Коротко, сжато, сухо, мужественно, жестко, четко, чеканно… Я мог бы подобрать еще несколько подобных наречий для определения особенностей поэтической речи Давида Раскина — и попробую это сделать: безутешно, сдержанно, бескомпромиссно… Эти стихи похожи на латынь, на алгебраическую формулу, они констатируют суровый смысл земного существования так, как будто речь идет о физических законах: земного тяготения, атмосферного давления и т. д. В человеческой жизни, частной и общей, по Давиду Раскину, действуют столь же непреложные, неотменяемые, непреодолимые силы. Зная поэзию Раскина давно, могу сказать, что и в советские, и в нынешние времена герою этой лирики живется нелегко, — и в этом смысле характерны даже названия двух его книг: «Доказательства существования» и «Запоздалые сообщения». Научись мы доверять стихам, нам легче было бы принять и сегодняшние условия пребывания на земле: поэзия смотрит зорче, говорит точней, чем политика с ее обещаниями, экономика с ее цифровыми выкладками. Казалось бы, стихи Раскина не должны мне нравиться: я предпочитаю в стихах «возвышающий обман»; ласточка, ныряющая в небе, способна внушить мне радость и надежду, моя душа живет «всем смыслам вопреки, никак, нипочему». Вот и Анненский полагал, что музыка уверяет человека в возможности счастья. И здесь я подхожу к самому главному: в стихах Давида Раскина мне слышна музыка, не было бы ее — никогда не пленился бы такими доказательствами и сообщениями. «Но видит Бог, есть музыка над нами», — сказал поэт. Возможно, применительно к стихам Раскина предлог «над» следует заменить на предлог «под». Под его стихами, как подо льдом, сковавшим поэтическое слово, не в небесных сферах, а, может быть, в царстве Плутона, на грани замерзания слышно пение подводной, пульсирующей, живой речевой струи, преображающей мрачный смысл, сносящей его в другую, непредвиденную сторону. Поставленные в единственно возможный для данного случая неопровержимый звучащий ряд, самые точные, самые необходимые, отобранные безошибочным поэтическим слухом слова внушают радость.

Александр Кушнер.
* * *
Наши дни сократились.
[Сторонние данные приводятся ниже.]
Issue #2020, opened 2025-07-17
The component library does not respect the "prefers reduced motion" flag


dyeske61283:
### Prerequisites

- [x] I have read the [Contributing Guidelines](https://github.com/siemens/ix/blob/main/CONTRIBUTING.md).
- [x] I have not leaked any internal/restricted information like screenshots, videos, code snippets, links etc.

### What happened?

Siemens iX makes broad use of smaller animations on many components.
There are two issues with that:
- There does not seem to be a central setting enable or disable animations (which is more of a general feature request)
- But more importantly: The "prefers reduced motion" flag does not seem to be respected

### What type of frontend framework are you seeing the problem on?

Angular (NgModule)

### On which version of the frontend framework are you experiencing the issue?

Angular V19.2.14

### Which version of iX do you use?

v2.7.0

### Code to produce this issue.

```shell
1. Create a small PoC with any animated iX component e.g. iX-Drawer
2. Open the Developer tools of your browser and open the animations viewer
3. Select or emulate the option to reduce motion in the developer tools or browser settings
4. Animations are still played
```

danielleroux:
@dyeske61283 Thank for bringing up this point.

I tried to find the "reduce motion" settings in the dev tools but couldnt find it.

There are just these controls here:
<img width="238" height="73" alt="Image" src="https://github.com/user-attachments/assets/960963e8-ac00-4d48-bfad-6ef4947823a6" />

dyeske61283:
@danielleroux Thank you for reacting so fast on this!
This is indeed not that easy to find 😅 
There is two ways to find that:
1. The dev tools actually have a command palette, that you can use by pressing CMD/CTRL + P like in VS Code and then select "Emulate CSS prefers-reduced-motion: reduce"
2. In the top tab bar select the context menu with the three dots, then "More tools", then Rendering. There you will find a lot of the options to emulate certain preferences, like color theme, reduced motion, different color modes etc.

And to actually watch and analyze the animations you can use the "Animations" pane, wich is also selectable from the same "More tools" menu.

If there are any other questions for this issue, just tag me again. :) 

PS:
A good starting resource on this whole topic of animation accessibility, I can recommend is https://motion.dev/docs/react-accessibility

dyeske61283:
@danielleroux  This issue was solved by you through #2075, right? If so, I think we can close this issue before letting it go stale.

PR #2075, opened 2025-08-19
feat(core): respect reduce-motion settings

danielleroux:

GitHub Issue Number: #2020 

- Update animejs to latest major version
- Replace hardcoded animation values with core library definitions
- Set all animation values to 0ms if reduce motion is set

## 🏁 Checklist


packages/core/src/components/utils/animation.ts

Усохли и оскудели. Словно в школьном актовом зале — торжественный запах пыли И знамена, тяжелые от позумента и канители. Это время не стоит доброго слова, но мы в нем жили. Просто выцвели все тетради. Но в каждом знаке и в каждом пробеле Полагался смысл, а заботились только о стиле. Ничего не решают годы, тем более месяцы или недели. Измениться уже не удастся, да и не стоит усилий. Комментарии к нашей жизни мельче петита и нонпарели. Все слова остались на сцене. На деревянном настиле. Только мигает свет и сквозняк задувает в щели. А за окном сигналят чужие автомобили.
* * *
На экране заставка Windows в виде трубопровода Напоминает о навсегда ушедшей эпохе, Измерявшейся киловаттами, миллионами тонн чугуна и стали. Паром дышало железо, содрогаясь при каждом вздохе, Дымили кирпичные трубы, покорялась прорабам природа, Рельсы звенели, и города на пустырях вырастали. Впрочем, нам уже не досталось ни этого дыма, ни этих строек. Но вспоминаю подвал, где из стены торчали какие-то скобы И проходила труба отопления, окутанная стекловатой. И почему-то хватало на всех черно-белой злобы Зимнего дня, и был особенно стоек Запах спиртного и сырости, крепленый и кисловатый. Студия или скорее, кажется, мастерская. Выпито это вино, не осталось даже похмелья. И до конца сохранились лишь кое-какие привычки, скажем, Тяга к огню и железу, преклонение перед целью, Надежда на перемены и, подробности опуская, Вера в прогресс и любовь к индустриальным пейзажам.